> [AVAILABLE DATA]
PR #50, opened 2021-09-15
:mortar_board: Topic3 General cleanup edits

jameshughes89:
### What
General clean up here and there. Nothing particularly noteworthy other than cutting useless crap. Most exciting thing is putting math-ie math back in.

> [WORK ITEM] Exactly as written above, copy out all the records.

> [FINISHED TASK]
PR #50, opened 2021-09-15
:mortar_board: Topic3 General cleanup edits

jameshughes89:
### What
General clean up here and there. Nothing particularly noteworthy other than cutting useless crap. Most exciting thing is putting math-ie math back in.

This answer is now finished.